Which lines below hold the word "used"? Copy all of them.

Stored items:
>>>>

PR #650, opened 2022-03-28
[MFAC] cache previous GPUtil return

### LINKED ISSUE #645: M-FAC-like pruner crashes due to the GPUtil not seeing any GPUs
I am experimenting with `M-FAC` like `BaseGradualPruningModifier` and what I've Implemented is the class inheriting
from either `MFACPruningModifier` and `ACDCPruningModifier` which I've called `ACDCMFACPruningModifier`.

```
@PyTorchModifierYAML()
class ACDCMFACPruningModifier(ACDCBasePruningModifier, MFACPruningModifier):
   ....
```

```
I init the Modifier via the SparseML recipe:

  - !ACDCMFACPruningModifier
    compression_sparsity: 0.75
    start_epoch: 150
    end_epoch: 500
    update_frequency: 10
    params: ['re:(.*blocks.*.attn.qkv.weight)|(.*blocks.*.attn.proj.weight)|(.*blocks.*.mlp.fc.*weight)'] 
    mask_type: unstructured
    global_sparsity : True
    num_grads: 256
    fisher_block_size: 64
```

And for the long run, as in this recipe at the start of the compression stage training crashes on this step:

```
2022-03-27 21:37:34 sparseml.pytorch.sparsification.pruning.modifier_pruning_mfac INFO     Using Small Block Fast Fisher Inverse Implementation 
Using Small Block Fast Fisher Inverse Implementation 
...
File "/nfs/scistore14/alistgrp/dkuznede/miniconda3/envs/deep_learning/lib/python3.9/site-packages/sparseml/pytorch/sparsification/pruning/modifier_pruning_mfac.py", line 1506, in _get_free_gpu_memory 
    return [gpus_all[idx].memoryFree for idx in gpu_idx] 
  File "/nfs/scistore14/alistgrp/dkuznede/miniconda3/envs/deep_learning/lib/python3.9/site-packages/sparseml/pytorch/sparsification/pruning/modifier_pruning_mfac.py", line 1506, in <listcomp> 
    return [gpus_all[idx].memoryFree for idx in gpu_idx] 
IndexError: list index out of range 
```

I've delved into the issue and found out, that at this step:
`gpus_all = GPUtil.getGPUs()`
returns empty list. 

I've rerun the experiment with a short run with a few epochs.

    start_epoch: 2
    end_epoch: 8
    update_frequency: 1

There were no any issues and the GPUtil returned the list of all GPUs available. Training finished normally. 

The SparseML recipe is instantiated in the standard way:

    manager = ScheduledModifierManager.from_yaml(args.sparseml_recipe)
    # wrap optimizer   
    optimizer = manager.modify(model, optimizer, steps_per_epoch=len(loader_train))

Seems like it's some a hardware-like issue underhood. What could you suggest to look into?

 I am working with the nightly release of SparseML.

Version of packages installed
---
sparseml-nightly              0.12.0.20220326 
cudatoolkit               11.3.1               h2bc3f7f_2
GPUtil                        1.4.0
torch                         1.10.2

System
---
GPU - `RTX3090`
OS - `Debian GNU/Linux 10 (buster)`

KSGulin:
Potential fix for #645. The fix caches returns from `_get_free_gpu_memory()` and uses them when the function fails to execute

### DIFF
--- a/src/sparseml/pytorch/sparsification/pruning/modifier_pruning_mfac.py
+++ b/src/sparseml/pytorch/sparsification/pruning/modifier_pruning_mfac.py
@@ -1463,20 +1463,24 @@ def cache_gpu_mem_return(func):
     Cache previous return of GPUtil to be re-used in case future GPUtil call fails to
     detect available devices.
     """
-    prev_return = {"rt": []}
+    prev_return = {}
     safety_scale = 0.8
 
-    @wraps
-    def cached_gpu_mem_func(*args, **kwargs):
+    def cached_gpu_mem_func(device_idx=[], clear_cache=True):
+        key = str(device_idx)
         try:
-            prev_return["rt"] = func(*args, **kwargs)
-            return prev_return["rt"]
+            prev_return[key] = func(device_idx, clear_cache)
+            return prev_return[key]
         except Exception:
             _LOGGER.warning(
                 f"Failed to get GPU available memory. Using previous memory read, "
                 f"scaled down to {safety_scale*100:.2f}% for a safety margin"
             )
-            return [mem * safety_scale for mem in prev_return["rt"]]
+            return (
+                [mem * safety_scale for mem in prev_return[key]]
+                if key in prev_return
+                else []
+            )
 
     return cached_gpu_mem_func
 
@@ -1498,7 +1502,6 @@ def _get_free_gpu_memory(
     reading, but comes at a (small) cost to pytorch tensor allocation speed. In the case
     of very high frequency calls, it may be better to turn clear_cache off.
     """
-
     if not device_idx:
         device_idx = list(range(torch.cuda.device_count()))
     if not device_idx:
--- a/src/sparseml/pytorch/sparsification/pruning/modifier_pruning_mfac.py
+++ b/src/sparseml/pytorch/sparsification/pruning/modifier_pruning_mfac.py
@@ -1466,6 +1466,7 @@ def cache_gpu_mem_return(func):
     prev_return = {}
     safety_scale = 0.8
 
+    @wraps(func)
     def cached_gpu_mem_func(device_idx=[], clear_cache=True):
         key = str(device_idx)
         try:
@@ -1502,6 +1503,7 @@ def _get_free_gpu_memory(
     reading, but comes at a (small) cost to pytorch tensor allocation speed. In the case
     of very high frequency calls, it may be better to turn clear_cache off.
     """
+
     if not device_idx:
         device_idx = list(range(torch.cuda.device_count()))
     if not device_idx:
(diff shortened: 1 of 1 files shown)


src/sparseml/pytorch/sparsification/pruning/modifier_pruning_mfac.py
```diff
@@ -1458,6 +1458,29 @@ def _get_num_grads_for_sparsity(
...
 
+def cache_return(func):
+    """
+    Cache previous return of GPUtil to be re-used in case future GPUtil call fails to
+    detect available devices.
+    """
+    prev_return = {"rt": []}
+    safety_scale = 0.8
+
+    def wrapper(*args):
```
rahul-tuli, line 1469: can we change the name to something more intuitive rather than just `wrapper`?

src/sparseml/pytorch/sparsification/pruning/modifier_pruning_mfac.py
```diff
@@ -1458,6 +1458,29 @@ def _get_num_grads_for_sparsity(
...
 
 
+def cache_return(func):
+    """
+    Cache previous return of GPUtil to be re-used in case future GPUtil call fails to
+    detect available devices.
+    """
+    prev_return = {"rt": []}
+    safety_scale = 0.8
+
```
rahul-tuli, line 1468: Can we wrap inside a `@functools.wraps` to preserve info about the decorated function?

rahul-tuli (changes requested):
Lgtm once the wrapper is wrapped in `functools.wraps`

src/sparseml/pytorch/sparsification/pruning/modifier_pruning_mfac.py
```diff
@@ -1458,6 +1458,30 @@ def _get_num_grads_for_sparsity(
     return num_grads[sparsity_thresholds[idx]]
 
 
+def cache_return(func):
```
bfineran, line 1461: nit: rename since specific to gpu mem func

bfineran (changes requested):
shouldn't we account for the device idx in the cache?

rahul-tuli (dismissed):

KSGulin:
> shouldn't we account for the device idx in the cache?

@bfineran `_get_free_gpu_memory` returns available memory in same order that PyTorch sees the devices in, so there is no need to track device idx

KSGulin:
@bfineran @rahul-tuli Updated to track device idx after all. In case the function is re-purposed for different flows

bfineran (changes requested):
one more requested change - if for some reason there's a failure and the cache is empty, we will get a `KeyError`, we should definitely raise a `RuntimeException` or something similar if they key is not found in cache

bfineran:
also looks like quality is red @KSGulin

KSGulin:
@bfineran if cache is empty it returns an empty list, which the rest of the MFAC modifier takes as a signal to use CPU. The quality error is not replicated locally. Will investigate further

bfineran:
@KSGulin ah yup, if a user specifies that GPU should be used though, we should at least warn if falling back to CPU

KSGulin:
@bfineran good point, warning added.

bfineran (approved):

markurtz (approved):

<<<<

## Result of this task
     Cache previous return of GPUtil to be re-used in case future GPUtil call fails to
+    Cache previous return of GPUtil to be re-used in case future GPUtil call fails to
+    Cache previous return of GPUtil to be re-used in case future GPUtil call fails to
@KSGulin ah yup, if a user specifies that GPU should be used though, we should at least warn if falling back to CPU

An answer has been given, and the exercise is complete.